EXERCISE REQUIREMENTS:
From the first line of the material through the line containing "Are you able", restate everything word for word and nothing more.

SUPPLIED RECORDS:
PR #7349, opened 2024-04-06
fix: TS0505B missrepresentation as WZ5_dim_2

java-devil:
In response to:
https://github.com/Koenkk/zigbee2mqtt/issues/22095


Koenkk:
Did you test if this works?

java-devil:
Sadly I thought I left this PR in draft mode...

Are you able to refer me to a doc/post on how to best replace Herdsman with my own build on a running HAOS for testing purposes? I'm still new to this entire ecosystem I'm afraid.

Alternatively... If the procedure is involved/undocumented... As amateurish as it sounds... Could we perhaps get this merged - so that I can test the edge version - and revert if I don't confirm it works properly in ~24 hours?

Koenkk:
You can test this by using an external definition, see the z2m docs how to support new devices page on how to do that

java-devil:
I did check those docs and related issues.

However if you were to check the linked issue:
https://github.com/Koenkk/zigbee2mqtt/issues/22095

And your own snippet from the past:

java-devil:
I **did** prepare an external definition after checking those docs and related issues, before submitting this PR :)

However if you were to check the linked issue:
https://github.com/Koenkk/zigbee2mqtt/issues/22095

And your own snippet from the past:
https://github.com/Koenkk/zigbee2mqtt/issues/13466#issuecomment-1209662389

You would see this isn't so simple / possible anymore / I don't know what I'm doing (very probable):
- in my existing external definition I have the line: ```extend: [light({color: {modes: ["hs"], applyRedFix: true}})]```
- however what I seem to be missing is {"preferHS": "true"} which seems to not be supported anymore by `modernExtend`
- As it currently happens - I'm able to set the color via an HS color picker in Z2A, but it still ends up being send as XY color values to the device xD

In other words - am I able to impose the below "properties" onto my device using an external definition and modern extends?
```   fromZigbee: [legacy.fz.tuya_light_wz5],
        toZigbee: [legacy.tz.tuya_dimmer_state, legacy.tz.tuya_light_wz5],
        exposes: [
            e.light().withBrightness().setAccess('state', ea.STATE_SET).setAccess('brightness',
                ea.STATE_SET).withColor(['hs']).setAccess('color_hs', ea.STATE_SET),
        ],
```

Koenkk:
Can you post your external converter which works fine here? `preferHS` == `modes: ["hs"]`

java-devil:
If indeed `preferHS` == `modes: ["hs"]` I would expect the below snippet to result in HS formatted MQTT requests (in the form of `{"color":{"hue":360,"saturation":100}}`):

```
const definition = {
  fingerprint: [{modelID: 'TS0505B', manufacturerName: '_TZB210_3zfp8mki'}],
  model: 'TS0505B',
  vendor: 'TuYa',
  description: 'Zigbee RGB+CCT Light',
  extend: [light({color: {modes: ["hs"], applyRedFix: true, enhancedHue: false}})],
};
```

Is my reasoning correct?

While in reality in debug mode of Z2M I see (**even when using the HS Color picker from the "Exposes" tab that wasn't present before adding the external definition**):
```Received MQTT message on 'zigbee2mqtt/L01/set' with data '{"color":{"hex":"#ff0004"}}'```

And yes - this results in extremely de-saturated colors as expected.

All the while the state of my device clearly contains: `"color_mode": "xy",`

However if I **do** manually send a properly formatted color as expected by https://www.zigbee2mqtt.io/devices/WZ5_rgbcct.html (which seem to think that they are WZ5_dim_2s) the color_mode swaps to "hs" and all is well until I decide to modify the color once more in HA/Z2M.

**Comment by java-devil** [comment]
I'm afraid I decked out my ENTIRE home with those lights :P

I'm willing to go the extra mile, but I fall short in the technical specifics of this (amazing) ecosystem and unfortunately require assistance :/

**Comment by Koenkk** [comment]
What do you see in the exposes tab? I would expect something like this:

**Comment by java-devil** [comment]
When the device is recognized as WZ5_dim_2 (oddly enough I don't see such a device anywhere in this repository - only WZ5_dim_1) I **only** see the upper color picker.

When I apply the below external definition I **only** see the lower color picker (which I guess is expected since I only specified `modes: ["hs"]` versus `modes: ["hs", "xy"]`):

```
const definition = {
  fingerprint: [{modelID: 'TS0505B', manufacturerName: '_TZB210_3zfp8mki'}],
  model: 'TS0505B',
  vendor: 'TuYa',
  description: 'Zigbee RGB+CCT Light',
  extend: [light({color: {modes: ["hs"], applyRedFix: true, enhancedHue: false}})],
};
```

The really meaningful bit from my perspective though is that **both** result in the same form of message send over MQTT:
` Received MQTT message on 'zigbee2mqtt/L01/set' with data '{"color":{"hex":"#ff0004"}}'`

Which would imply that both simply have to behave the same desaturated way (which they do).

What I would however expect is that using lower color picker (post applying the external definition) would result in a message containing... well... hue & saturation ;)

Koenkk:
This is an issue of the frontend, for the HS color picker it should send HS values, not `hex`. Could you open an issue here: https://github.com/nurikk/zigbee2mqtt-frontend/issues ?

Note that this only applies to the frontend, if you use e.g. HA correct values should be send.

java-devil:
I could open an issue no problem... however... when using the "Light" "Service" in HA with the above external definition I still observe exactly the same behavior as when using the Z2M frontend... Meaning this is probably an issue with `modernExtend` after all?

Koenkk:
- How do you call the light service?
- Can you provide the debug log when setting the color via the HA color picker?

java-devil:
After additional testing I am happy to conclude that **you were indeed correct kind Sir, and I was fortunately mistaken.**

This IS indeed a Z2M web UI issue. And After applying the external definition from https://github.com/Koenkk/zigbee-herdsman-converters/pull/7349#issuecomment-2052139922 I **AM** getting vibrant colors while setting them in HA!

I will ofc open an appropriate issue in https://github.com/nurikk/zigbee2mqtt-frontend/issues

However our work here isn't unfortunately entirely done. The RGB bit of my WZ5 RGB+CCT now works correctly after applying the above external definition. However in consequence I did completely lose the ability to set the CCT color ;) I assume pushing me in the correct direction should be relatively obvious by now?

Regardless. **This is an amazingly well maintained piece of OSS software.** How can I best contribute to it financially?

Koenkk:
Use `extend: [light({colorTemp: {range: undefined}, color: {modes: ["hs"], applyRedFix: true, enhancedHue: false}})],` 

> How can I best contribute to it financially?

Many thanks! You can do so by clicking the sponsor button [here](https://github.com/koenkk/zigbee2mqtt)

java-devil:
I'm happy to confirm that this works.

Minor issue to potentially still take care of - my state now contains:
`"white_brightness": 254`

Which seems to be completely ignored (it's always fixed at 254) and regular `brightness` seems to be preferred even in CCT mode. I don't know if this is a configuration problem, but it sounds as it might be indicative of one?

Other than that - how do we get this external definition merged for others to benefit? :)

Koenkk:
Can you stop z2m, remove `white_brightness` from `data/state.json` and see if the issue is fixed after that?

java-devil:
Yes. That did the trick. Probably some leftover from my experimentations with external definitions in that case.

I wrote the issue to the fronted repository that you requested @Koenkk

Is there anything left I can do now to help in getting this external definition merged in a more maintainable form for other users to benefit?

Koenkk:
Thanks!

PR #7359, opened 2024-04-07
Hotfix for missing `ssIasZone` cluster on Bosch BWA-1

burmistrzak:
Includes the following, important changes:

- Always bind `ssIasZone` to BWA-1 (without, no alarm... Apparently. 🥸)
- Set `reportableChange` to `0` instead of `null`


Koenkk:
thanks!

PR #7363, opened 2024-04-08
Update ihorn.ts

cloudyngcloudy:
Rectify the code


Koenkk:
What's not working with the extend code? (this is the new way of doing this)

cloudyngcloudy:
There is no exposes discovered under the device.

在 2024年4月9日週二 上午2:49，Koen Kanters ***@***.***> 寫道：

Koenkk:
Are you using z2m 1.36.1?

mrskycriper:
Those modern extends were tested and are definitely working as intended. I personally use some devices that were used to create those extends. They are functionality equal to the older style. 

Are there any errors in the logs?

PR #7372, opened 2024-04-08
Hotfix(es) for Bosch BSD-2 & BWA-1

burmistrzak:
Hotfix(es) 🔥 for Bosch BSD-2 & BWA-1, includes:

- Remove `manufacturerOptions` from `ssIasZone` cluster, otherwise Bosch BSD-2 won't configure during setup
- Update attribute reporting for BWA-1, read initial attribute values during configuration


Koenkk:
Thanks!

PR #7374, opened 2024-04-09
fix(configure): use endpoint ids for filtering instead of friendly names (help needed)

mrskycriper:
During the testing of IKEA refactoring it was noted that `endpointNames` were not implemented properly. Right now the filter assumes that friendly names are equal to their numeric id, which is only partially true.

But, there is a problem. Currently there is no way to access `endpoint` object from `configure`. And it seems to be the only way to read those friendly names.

SOLUTION FOR THIS PROBLEM:
PR #7349, opened 2024-04-06
fix: TS0505B missrepresentation as WZ5_dim_2

java-devil:
In response to:
https://github.com/Koenkk/zigbee2mqtt/issues/22095


Koenkk:
Did you test if this works?

java-devil:
Sadly I thought I left this PR in draft mode...

Are you able to refer me to a doc/post on how to best replace Herdsman with my own build on a running HAOS for testing purposes? I'm still new to this entire ecosystem I'm afraid.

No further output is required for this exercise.